_WORK REQUIRED:_
Which lines below contain the word "timeest"? Copy each of them.

_DATA PROVIDED:_
PR #5460, opened 2025-11-03
timeest: Add top ports launching/sampling

povik:

Make `timeest` not ignore paths starting or ending on a module port.

Without the `-clk` option the command now considers all flops and all module ports for candidate startpoints or endpoints.

I have attached timeest.ys as a smoke test


povik:
Thanks for review!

_YOUR SOLUTION:_
timeest: Add top ports launching/sampling
Make `timeest` not ignore paths starting or ending on a module port.
I have attached timeest.ys as a smoke test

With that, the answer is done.